GIVEN DATA Start Marker
PR #60, opened 2024-11-20
Fast event idx lookup, dynamic spectrum range

marcomuzio:
Added fast event index lookup for a requested event number. This is more efficient than a for loop to find the ROOT file index corresponding to a given event number. Also made spectrum plots y range dynamic.

Finally, added some functionality for if we ever want to check the station id that's stored in the ROOT data (stored as a class variable `data_station_id`. In the ended I decided not to use it, but I already coded this up and maybe it will be useful later. Can remove if wanted.

### DIFF
--- a/araproc/framework/data_visualization.py
+++ b/araproc/framework/data_visualization.py
@@ -70,6 +70,7 @@ def plot_waveform_bundle(
                               layout="constrained")
 
     # draw the graphs, label each one appropriately
+    ymin = 1e100
     ymax = -1e100
     for wave_key in tgraphs_to_plot.keys():
         times, volts = wu.tgraph_to_arrays(tgraphs_to_plot[wave_key])
@@ -83,6 +84,7 @@ def plot_waveform_bundle(
             xvals = freqs*1e3 # from GHz to MHz
             yvals = 10*np.log10(np.abs(spectrum)**2 / 50 / 1e3) # from mV to dBm
 
+        ymin = min(ymin, yvals.min())
         ymax = max(ymax, yvals.max())
 
         axd[f"ch{wave_key}"].plot(xvals, yvals) # make the plot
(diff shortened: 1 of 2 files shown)


araproc/framework/data_visualization.py
```diff
@@ -81,6 +82,8 @@ def plot_waveform_bundle(
             xvals = freqs
             yvals = np.log10(np.abs(spectrum))
```
Mohammad-Neutrino, line 83: Thanks Marco for making things more dynamic. Now that you have opened this PR, could you kindly make the power axis in terms of **dBm** and frequency in **MHz**? I think 
```suggestion
            xvals = freqs*1e3 # from GHz to MHz
            yvals = 10*np.log10(np.abs(spectrum)**2 / 50 / 1e3) # from mV to dBm
```
will do the job.

Mohammad-Neutrino: Accordingly, we can change 
line 44 to
```suggestion
           "freq" : "Frequency (MHz)"
```
line 48 to 
```suggestion
           "freq" : "Spectrum (dBm)"
```

araproc/framework/data_visualization.py
```diff
@@ -92,7 +95,7 @@ def plot_waveform_bundle(
     
     # make limits look nice
     if time_or_freq == "freq":
-        ax.set_ylim([1,4])
+        ax.set_ylim([1,ymax+0.2])
```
GIVEN DATA End Marker
*TASK TO CARRY OUT*: Take the word "framework" and find each line of the material that contains it. Copy those lines.

*EXERCISE RESULT*:
--- a/araproc/framework/data_visualization.py
+++ b/araproc/framework/data_visualization.py
araproc/framework/data_visualization.py
araproc/framework/data_visualization.py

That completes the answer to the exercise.